#### DATA FOR THE TASK

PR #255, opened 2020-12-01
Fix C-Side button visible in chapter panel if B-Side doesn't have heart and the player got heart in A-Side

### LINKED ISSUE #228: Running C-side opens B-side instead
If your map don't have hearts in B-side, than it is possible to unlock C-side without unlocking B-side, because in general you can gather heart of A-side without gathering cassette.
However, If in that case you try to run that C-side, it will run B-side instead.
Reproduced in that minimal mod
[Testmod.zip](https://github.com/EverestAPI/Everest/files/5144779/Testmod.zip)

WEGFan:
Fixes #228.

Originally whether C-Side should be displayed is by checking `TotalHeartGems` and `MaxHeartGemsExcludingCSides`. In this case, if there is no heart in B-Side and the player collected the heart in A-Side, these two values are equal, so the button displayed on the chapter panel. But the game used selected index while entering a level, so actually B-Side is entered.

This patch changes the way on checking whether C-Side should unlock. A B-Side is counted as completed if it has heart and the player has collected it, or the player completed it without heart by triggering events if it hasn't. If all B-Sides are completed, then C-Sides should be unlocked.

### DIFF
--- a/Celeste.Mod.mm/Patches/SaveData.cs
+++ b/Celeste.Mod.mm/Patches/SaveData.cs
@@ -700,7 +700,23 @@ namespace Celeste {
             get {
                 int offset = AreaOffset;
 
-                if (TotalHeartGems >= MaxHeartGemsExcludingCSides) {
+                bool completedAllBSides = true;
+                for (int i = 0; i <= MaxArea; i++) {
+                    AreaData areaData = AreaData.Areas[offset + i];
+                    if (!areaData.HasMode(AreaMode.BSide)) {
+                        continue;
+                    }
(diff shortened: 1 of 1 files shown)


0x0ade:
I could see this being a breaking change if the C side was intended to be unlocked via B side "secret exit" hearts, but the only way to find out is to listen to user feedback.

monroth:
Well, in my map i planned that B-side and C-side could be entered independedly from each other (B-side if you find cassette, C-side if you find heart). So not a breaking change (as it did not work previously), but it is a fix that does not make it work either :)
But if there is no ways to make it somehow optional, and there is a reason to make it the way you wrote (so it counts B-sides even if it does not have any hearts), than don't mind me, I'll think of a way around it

########
#### DATA FOR THE TASK

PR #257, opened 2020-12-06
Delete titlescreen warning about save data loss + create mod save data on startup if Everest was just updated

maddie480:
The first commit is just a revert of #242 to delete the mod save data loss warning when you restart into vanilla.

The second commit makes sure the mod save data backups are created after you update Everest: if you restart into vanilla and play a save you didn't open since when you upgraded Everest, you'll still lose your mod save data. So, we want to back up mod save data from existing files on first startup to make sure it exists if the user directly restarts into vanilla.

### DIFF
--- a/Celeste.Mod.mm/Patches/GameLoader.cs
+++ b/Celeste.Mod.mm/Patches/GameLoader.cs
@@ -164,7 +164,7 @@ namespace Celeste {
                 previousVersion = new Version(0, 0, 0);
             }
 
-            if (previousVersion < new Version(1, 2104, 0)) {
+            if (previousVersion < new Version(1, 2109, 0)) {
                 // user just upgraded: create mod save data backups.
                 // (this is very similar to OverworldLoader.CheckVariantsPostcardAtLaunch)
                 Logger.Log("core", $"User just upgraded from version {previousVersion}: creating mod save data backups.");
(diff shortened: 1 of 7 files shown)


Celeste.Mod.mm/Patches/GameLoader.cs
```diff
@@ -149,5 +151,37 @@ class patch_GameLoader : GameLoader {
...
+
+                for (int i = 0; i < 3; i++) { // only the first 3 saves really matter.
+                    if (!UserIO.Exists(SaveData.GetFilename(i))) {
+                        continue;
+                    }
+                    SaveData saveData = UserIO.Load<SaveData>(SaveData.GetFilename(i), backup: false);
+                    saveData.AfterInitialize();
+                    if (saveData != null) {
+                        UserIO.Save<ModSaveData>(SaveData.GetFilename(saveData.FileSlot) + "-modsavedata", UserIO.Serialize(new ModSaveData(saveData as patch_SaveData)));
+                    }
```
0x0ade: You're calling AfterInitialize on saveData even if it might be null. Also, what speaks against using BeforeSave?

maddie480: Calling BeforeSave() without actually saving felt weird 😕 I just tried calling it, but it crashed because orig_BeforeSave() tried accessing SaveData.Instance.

########

ABOUT THIS TASK — Wherever the word "warning" appears in the entries above, copy that line.

ANSWER SPACE —
Delete titlescreen warning about save data loss + create mod save data on startup if Everest was just updated
The first commit is just a revert of #242 to delete the mod save data loss warning when you restart into vanilla.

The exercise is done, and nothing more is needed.